> WORK TO COMPLETE: Set down the entries once more, exactly as they are written.
----- INPUT DATA -----
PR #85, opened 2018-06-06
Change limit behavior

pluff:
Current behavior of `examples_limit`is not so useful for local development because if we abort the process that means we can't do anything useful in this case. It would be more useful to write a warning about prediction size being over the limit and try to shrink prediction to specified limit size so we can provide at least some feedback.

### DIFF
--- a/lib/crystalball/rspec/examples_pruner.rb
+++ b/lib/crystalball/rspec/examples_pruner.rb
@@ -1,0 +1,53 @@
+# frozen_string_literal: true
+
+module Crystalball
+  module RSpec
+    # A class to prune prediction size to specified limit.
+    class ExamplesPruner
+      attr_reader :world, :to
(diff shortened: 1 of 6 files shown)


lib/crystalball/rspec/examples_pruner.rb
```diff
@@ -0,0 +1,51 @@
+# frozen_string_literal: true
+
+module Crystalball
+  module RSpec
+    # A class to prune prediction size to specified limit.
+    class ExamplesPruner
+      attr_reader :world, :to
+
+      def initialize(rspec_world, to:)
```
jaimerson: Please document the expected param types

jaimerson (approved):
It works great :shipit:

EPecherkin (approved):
-----
> FINISHED TASK:
PR #85, opened 2018-06-06
Change limit behavior

pluff:
Current behavior of `examples_limit`is not so useful for local development because if we abort the process that means we can't do anything useful in this case. It would be more useful to write a warning about prediction size being over the limit and try to shrink prediction to specified limit size so we can provide at least some feedback.

### DIFF
--- a/lib/crystalball/rspec/examples_pruner.rb
+++ b/lib/crystalball/rspec/examples_pruner.rb
@@ -1,0 +1,53 @@
+# frozen_string_literal: true
+
+module Crystalball
+  module RSpec
+    # A class to prune prediction size to specified limit.
+    class ExamplesPruner
+      attr_reader :world, :to
(diff shortened: 1 of 6 files shown)


lib/crystalball/rspec/examples_pruner.rb
```diff
@@ -0,0 +1,51 @@
+# frozen_string_literal: true
+
+module Crystalball
+  module RSpec
+    # A class to prune prediction size to specified limit.
+    class ExamplesPruner
+      attr_reader :world, :to
+
+      def initialize(rspec_world, to:)
```
jaimerson: Please document the expected param types

jaimerson (approved):
It works great :shipit:

EPecherkin (approved):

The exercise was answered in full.